O jornalista brasileiro James Cimino levantou um intenso debate sobre posse de armas ao contar, por meio do Twitter, nesta quarta-feira (16), um drama familiar. O paranaense contou que a mãe dele comprou uma arma, antes do estatuto do desarmamento, para proteger-se de assaltos, mas que acabou a usando para tirar a própria vida. Os tuítes viralizaram e dividem opiniões entre apoiadores da posse de armas e críticos da medida. Eles têm mais de 8 mil compartilhamentos.
“Eu tive uma arma sem registro dentro da minha casa. Acabou na maior tragédia da minha vida. E isso aconteceu ANTES do estatuto do desarmamento. A cada retweet eu conto uma parte da história”, escreveu Cimino. “Em 1996, minha mãe começou a vender joias e semijoias. Ela comprava da minha tia e vendia em Curitiba. A gente era muito pobre. Vivíamos em um conjunto da Cohab e minha mãe fazia as vendas todas a pé e de ônibus”, continuou o homem.
Ao longo das postagens, o jornalista traçou um paralelo entre saúde mental, ao falar da mãe, e o posse de armas. Disse ainda que quem argumentasse que a “culpa não é da arma” seria bloqueado. “Qualquer pessoa que aparecer aqui dizendo que a culpa não é da arma, primeiro vai tomar um block. Segundo eu sugiro: compre a arma e aguarde a tragédia”, escreveu.

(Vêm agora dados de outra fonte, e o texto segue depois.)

PR #8, opened 2019-12-14
Setup CI

apachano:


.appveyor.yml
```diff
@@ -0,0 +1,7 @@
+image: Visual Studio 2017
+matrix:
+    fast_finish: true
+
+build_script:
+    - cmake -H. -Bbuild
+    - cmake --build build
```
DontBelieveMe: Add `--target` here so we only build what we need to build to game.
```suggestion
    - cmake --build build --target Sandbox
```

.travis.yml
```diff
@@ -0,0 +1,14 @@
...
+    - linux
+    - osx
+
+compiler:
+    - gcc
+    - clang
+
+script:
+    - cmake -H. -Bbuild
+    - cmake --build build
```
DontBelieveMe: Same here.
```suggestion
    - cmake --build build --target Sandbox
```

DontBelieveMe:
@apachano Can this be closed now? I'll make another separate PR for Travis when I've set that up

PR #20, opened 2019-12-20
Switch to using texture arrays instead of building texture atlas at runtime.

DontBelieveMe:
We currently build a big texture atlas of all textures forming a single OpenGL texture which is accessed by having different UVs for each texture. This worked but was a bit slow and resulted in some visual artefacts when looking at chunks at a certain angle (I suspect due to the textures leaking into each other in the atlas).
This patch moves from that system to use OpenGL texture arrays to store block textures.


Engine/Include/Quartz2/ChunkRenderer.hpp
```diff
@@ -72,10 +72,12 @@ namespace q2
 		void addMesh(const std::shared_ptr<Mesh>& mesh);
 
 		void setTexture(unsigned char* data, std::size_t w, std::size_t h);
+		void setTextureArray(GLuint textureArray);
```
beeperdeeper089: Maybe don't use GLuint here, but just a uint and convert in the definition? (just for standardisation)

Engine/Source/BlocksTextureAtlas.cpp
```diff
@@ -34,133 +34,125 @@
...
+	// Create the texture array, but don't fill it in with
+	// anything - that'll be done by glTexSubImage3D calls
+	// for each texture later.
+	glTexImage3D(
+		GL_TEXTURE_2D_ARRAY,             // Texture Target.
+		0,                               // LoD number - 0 is the base image level.
+		GL_RGBA8,                        // Internal format - Number of color components.
+		(GLsizei) m_spriteWidth,         // Width of the textures in the array (pixels).
+		(GLsizei) m_spriteHeight,        // Height of the textures in the array (pixels).
+		(GLsizei) m_textureIDMap.size(), // Number of textures in the array (depth/number of layers).
```
beeperdeeper089: We can't guarantee this will always work, since OpenGL 3.3 only says there should be a minimum of 256, and the chances of us having more than that is very high, so if we implement a check here, that would probably be beneficial to finding out why something isn;'t working and this is the case.

Engine/Include/Quartz2/ChunkRenderer.hpp
DontBelieveMe: Yeah this makes sense - In fact I think it makes sense to define `GLObjectHandle` as `GLuint` or something (To make it documenting that this is a handle to an OpenGL object) - If that sounds OK?

Engine/Source/BlocksTextureAtlas.cpp
DontBelieveMe: Yeah need to do this - What we should probably do is just create more texture array objects if we overflow the max number of layers in one.
That approach would be a fairly major change to the whole process, so for now I'll just error (however we end up doing that) if we have more textures, if that sounds good?

beeperdeeper089: Yeah, just erroring for now should be fine.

Nos comentários do post, internautas mostraram-se divididos quanto ao caso contado por Cimino. Alguns se solidarizaram e enviaram mensagens de apoio e desejaram forças pela perda dele e do irmão. Também concordam que o posse de arma pode aumentar a violência e o número de mortes. Ambos tinham 21 e 14 anos, respectivamente, quando a mãe deles cometeu suicídio. Por outro lado, críticos afirmam que a morte da mãe dele pode ser considerado um caso isolado e reforçam a ideia de que as pessoas é que têm controle sobre as armas, e não o oposto.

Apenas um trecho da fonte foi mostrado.